During performance and for a period of two (2) years after termination hereof, Subcontractor shall not directly or indirectly solicit, service or sell any products or services of the type provided hereunder, or any other products or services provided by Vision, to the Customer or any other customer of Vision, except as a subcontractor to, or in affiliation with, Vision.
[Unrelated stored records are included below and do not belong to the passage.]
PR #29, opened 2018-12-19
include chart version as prefix in image tags

### LINKED ISSUE #26: Support semantic version for tags
I raised an issue against the zero-to-jupyterhub-k8s project jupyterhub/zero-to-jupyterhub-k8s#1038 but if I've understood the build process correctly the change is probably across both this project (to support version tags) and the zero-to-jupyterhub-k8s project (to modify the CI scripts).

minrk:
so we get `0.8-sha` instead of just `sha`. Makes it a little easier to see which builds are for which chart version

closes #26

### DIFF
--- a/chartpress.py
+++ b/chartpress.py
@@ -117,7 +117,7 @@ def build_image(image_path, image_name, build_args=None, dockerfile_path=None):
     subprocess.check_call(cmd)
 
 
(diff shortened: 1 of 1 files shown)


yuvipanda:
Thanks, @minrk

10.    Confidential Information and Non-Disclosure

During the course of the work it may be necessary for the parties to release or convey information of a confidential or proprietary nature.   Such information shall be clearly identified by the disclosing party at the time of disclosure or within a reasonable time thereafter. For  a  period  of  twenty-four  (24)  months  following  the  date  of Agreement Execution, the parties may not disclose confidential or proprietary information to any third party, or use such information for any purpose, except as may be necessary for the performance of the work hereunder.

11.    Liens

Subcontractor hereby waives all rights to assert a mechanic's lien to the extent permissible by the laws of the State in which such property is located.

12.    Dispute Resolution

The parties shall attempt to resolve amicably any dispute, controversy or claim (“Claim”) arising out of or relating to this Agreement.  Any Claim not so resolved shall be settled in the Anne Arundel County, Maryland, area by binding arbitration in the English language in accordance with the United States Arbitration Act (Title 9, U.S. Code) and under the auspices and rules of the American Arbitration Association.

13.    Publicity

No publicity or advertising relating to the Agreement shall be released by Subcontractor without the prior written approval of Vision.

14.    Governing Law

Unless agreed otherwise in writing, the governing law for all Vision agreement shall be the State of Maryland. It is agreed by Subcontractor that all disputes will be resolved in the courts of Anne Arundel County, Maryland.